* **Material provided**:
PR #6780, opened 2025-09-09
[release-4.19] OCPBUGS-61407: fix: Do not admit OAuth route by private router unless…

mgencur:
… it has external DNS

* **How to complete this task**: Nothing but the lines from the one with "[release-4.19] OCPBUGS-61407: fix: Do" through the final line of the data above should be output, exactly as written.

* **Completed task**:
[release-4.19] OCPBUGS-61407: fix: Do not admit OAuth route by private router unless…

mgencur:
… it has external DNS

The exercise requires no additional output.